• **Task directions**:
Search the entries below for "demo" and copy each matching line.

• **The records**:
PR #843, opened 2019-06-19
Correct Pie patch to prevent .orig files

chris42:
Hi, 
was annoyed by getting .orig files created, as index was off. This should fix it.

Best
  Chris


chris42:
This is idle for >6 month, I guess it is not needed

PR #933, opened 2019-08-26
Add Chinese-Simplified translation

BYZYB:


mar-v-in:
Please update translations via Weblate: https://hosted.weblate.org/projects/microg/

PR #958, opened 2019-10-18
possible SQL wear-api bug

crised:
I think the SQL column name should be `androidId` instead of `nodeId`.


ILoveOpenSourceApplications:
This PR is outdated and should be closed.

ILoveOpenSourceApplications:
@ale5000-git, this PR is outdated and should be closed, right?

ale5000-git:
The PR is certainly outdated since the file was moved here: https://github.com/microg/GmsCore/blob/master/play-services-wearable/core/src/main/java/org/microg/gms/wearable/ConfigurationDatabaseHelper.java
But I don't know if the change is correct or not.

@mar-v-in
Could you please check it?

PR #1004, opened 2020-01-11
Update AndroidManifest.xml to implement background location permission

eplinux:
In Android 10, a new permission is needed to access location in background.

### DIFF
--- a/play-services-core/src/main/AndroidManifest.xml
+++ b/play-services-core/src/main/AndroidManifest.xml
@@ -71,6 +71,7 @@
     <uses-permission android:name="android.permission.INTERNET"/>
     <uses-permission android:name="android.permission.ACCESS_COARSE_LOCATION"/>
     <uses-permission android:name="android.permission.ACCESS_FINE_LOCATION"/>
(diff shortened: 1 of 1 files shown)


p4t44:
@mar-v-in can you please merge this asap? UnifiedNLP is currently not functional on Android 10 in the background.

ploink:
@mar-v-in I agree with @p4t44. 
Some more details why we need it:
- I forked [Local-GSM-Backend](https://github.com/ploink/Local-GSM-Backend) and the only way I could get network location to work reliably with Osmand is to remove the COARSE_LOCATION permission requirement from the &lt;service&gt; tag in [the manifest](https://github.com/ploink/Local-GSM-Backend/blob/master/app/src/main/AndroidManifest.xml) This means that microG, or any other app does not need any permission whatsoever to talk to the backend and get a location. As soon as this patch is merged and  released I can close this security hole.

- I have several apps that use Fused Location. Only when I take microG settings to the foreground they can briefly get a location, but short time after it has gone to the background, fused location stops working. I think this background location permission would fix that.

mar-v-in:
This has been part of the big refactoring.

PR #1028, opened 2020-03-13
Fix improper apps not using C2D_MESSAGE permission

SakiiCode:
There can be cases with (poorly written?) apps that they declare the <code>packageName&nbsp;+&nbsp;".permission.C2D_MESSAGE"</code> permission but don't actually use it with the <code>\<uses&#8209;permission\></code> tag. 

That way they don't get the push notification just errors with 
```
Permission Denial: receiving Intent { act=com.google.android.c2dm.intent.RECEIVE flg=0x30
pkg=xxxxxxxxx cmp=xxxxxxxxx/com.google.firebase.iid.FirebaseInstanceIdReceiver
(has extras) } to xxxxxxxxx/com.google.firebase.iid.FirebaseInstanceIdReceiver
require xxxxxxxxx.permission.C2D_MESSAGE due to sender com.google.android.gms (uid 10131)
```

I hope this is a good way of solving it

### DIFF
--- a/play-services-core/src/main/java/org/microg/gms/gcm/McsService.java
+++ b/play-services-core/src/main/java/org/microg/gms/gcm/McsService.java
@@ -61,6 +61,7 @@ import java.lang.reflect.Field;
 import java.lang.reflect.Method;
 import java.net.Socket;
 import java.util.ArrayList;
+import java.util.Arrays;
 import java.util.Collections;
 import java.util.List;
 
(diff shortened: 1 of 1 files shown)


mar-v-in:
74213474b58ede10b219c13ec17a3fe88077d77e should also solve the issue (but not expose the push message to third parties just because the app didn't declare using it).

SakiiCode:
Not sure why my version exposed the push message to third parties, but your commit works so it's fine.

PR #1088, opened 2020-07-16
Debloat MicroG

Mattis6666:
This removes maps, safetynet and other useless shit. I also removed all permissions other than contacts access which I wasn't able to find.

I tested login and usage with vanced 14.21 (too lazy to resign split apks, thus old .apk). I did not test notifications.

MicroG crashes when clicking on the Google Safetynet tab or UnifiedNlp, rest works as expected.


Mattis6666:
ignore this lol

PR #1092, opened 2020-07-19
Fix GCM heartbeat interval for roaming connections with manual interval

delthas:
When using GCM on a roaming connection, the heartbeat interval is set
to: `networkRoaming  * 6000`. It should instead be
`networkRoaming * 60000` because we're converting from a number of
minutes (stored in the properties) to a number of milliseconds, like
it's done for regular mobile and wifi connections.


mar-v-in:
Thanks, good catch :)

PR #1116, opened 2020-08-03
Exposure notifications - reading from the stream in a loop

kbobrowski:
Hi, `stream.read(byte[] buffer)` does not make an effort to read exactly `buffer.size` bytes, it just tries to read at least 1 byte, and may return with a smaller number of bytes read:

https://docs.oracle.com/javase/7/docs/api/java/util/zip/ZipInputStream.html#read(byte[],%20int,%20int)

This was a bug also present in original Google implementation, which resulted in header validation error on some devices.


mar-v-in:
Thanks!

PR #965, opened 2025-08-27
Update Metazoa and Plants reference sets

JAlvarezJarreta:
## Description

Updated Metazoa and Plants reference genomes for the coming update. It also addresses a couple of issues flagged in the previous update.

_Note:_ bear in mind some of these genomes may not be "available" until Beta 14 is released.


conf/references/mlss_conf.xml
```diff
@@ -513,7 +513,7 @@
       <!-- Myrtales -->
       <genome name="eucalyptus_grandis_gca000612305v1"/>
       <!-- Rosales -->
-      <genome name="malus_domestica_gca002114115v1"/>
+      <genome name="malus_domestica_gca916615275v3_gca002114115v1"/>
```
twalsh-ebi, line 516:
```suggestion
      <genome name="malus_domestica_gca916615275v3"/>
```

PR #1033, opened 2026-08-28
Update genomes of interest for the ETM project

JAlvarezJarreta:
## Description

As requested I have updated the `additional_species.json` list with the genomes we are interested to bring on top of e116 genomes for the ETM project.

I have also added the missing genomes to the `species_tree.topology.nw` tree.

And important disclaimer: if it is going to be trouble, happy to use the e116 core databases, but for `avena_sativa_ot3098`, `hordeum_vulgare_barke`, `oryza_sativa` and `oryza_sativa_ir64` we would like to use the new site's core databases instead as they have been reloaded and a few issues have been corrected (however, I cannot recall if these were just metadata issues or something more profound, thus why the alternative may be fine for us).

### DIFF
--- a/conf/etm/additional_species.json
+++ b/conf/etm/additional_species.json
@@ -1,22 +1,14 @@
 {
     "plants": [
-        "aegilops_tauschii",
-        "arabidopsis_thaliana",
         "arabidopsis_thaliana_gca001651475v1gb",
         "arabidopsis_thaliana_gca978657495v1gb",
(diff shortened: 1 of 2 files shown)


twalsh-ebi:
Thanks @JAlvarezJarreta, this looks good for the additional nine ETM genomes.

I will approve this and prepare another PR including these and the default genomes, would be grateful for your review on those.

twalsh-ebi (approved):

Issue #153, opened 2021-07-21
dbt run fails with "The specified schema name userid@domain either does not exist or you do not have permission to use it


jhoolachan:
Hello,

When I create a schema manually, add it to my profiles.yml, and then submit "dbt run", my model is built successfully. However, if the schema specified in my profiles.yml does not exist, the build fails with:

`"The specified schema name 'userid@domain' either does not exist or you do not have permission to use it" "CREATE SCHEMA failed due to previous errors"
`
when active directory integrated authentication is used. This feels like a DB permissions issue but I am able to log into SSMS using active directory integrated and create schemas without issue. I am also not sure why my userid and domain are being concatenated for the schema name when my profiles.yml contains "schema: staging".

I'm running dbt=0.19.2. What additional information can I provide for troubleshooting?

swanderz:
@jhoolachan thanks for putting in the work to get this set up!

more info:
1. what MSFT SQL product are you using? SQL Server (on-prem or IaaS) or Azure SQL?
2. what does a redacted version of your `profiles.yml` look like? It kinda seems like you have your `user` and schema` fields switched.

Full disclosure: I've never personally gotten active directory integrated authentication to work, as my company uses Azure Active Directory, and it is a lot of work to set that up in a demo environment. If you or your company uses is Azure Active Directory, I definitely recommend the `cli` auth method.

jhoolachan:
@swanderz 

I'm using Azure SQL and my profiles.yml is below:

azure-sql-demo:
  target: dev
  outputs:
    dev:
      type: sqlserver
      driver: 'ODBC Driver 17 for SQL Server'
      server: {server}
      port: 1433
      database: {dbt}
      schema: staging
      authentication: ActiveDirectoryIntegrated
      encrypt: true
      
I also see the same issue when using service principal authentication. In that scenario, the compiled schema is : client_id@tenant_id

As noted, both methods work without issue as long as the schema already exists. I have not tried the CLI auth method but can give it a shot.

swanderz:
> I also see the same issue when using service principal authentication. In that scenario, the compiled schema is : client_id@tenant_id

weird! it might be that `'userid@domain'` or `client_id@tenant_id`aren't properly quoted?


I highly recommend the `cli` auth option, then get started after that.

[...]

PR #277, opened 2022-08-11
updates the create schema statement

vigyuv:
Adds authorization based on the create schema syntax defined by Microsoft. 
https://docs.microsoft.com/en-us/sql/t-sql/statements/create-schema-transact-sql?view=sql-server-ver15#remarks

### DIFF
--- a/dbt/include/sqlserver/macros/adapters/schema.sql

• **Answer space**:
Full disclosure: I've never personally gotten active directory integrated authentication to work, as my company uses Azure Active Directory, and it is a lot of work to set that up in a demo environment. If you or your company uses is Azure Active Directory, I definitely recommend the `cli` auth method.
azure-sql-demo:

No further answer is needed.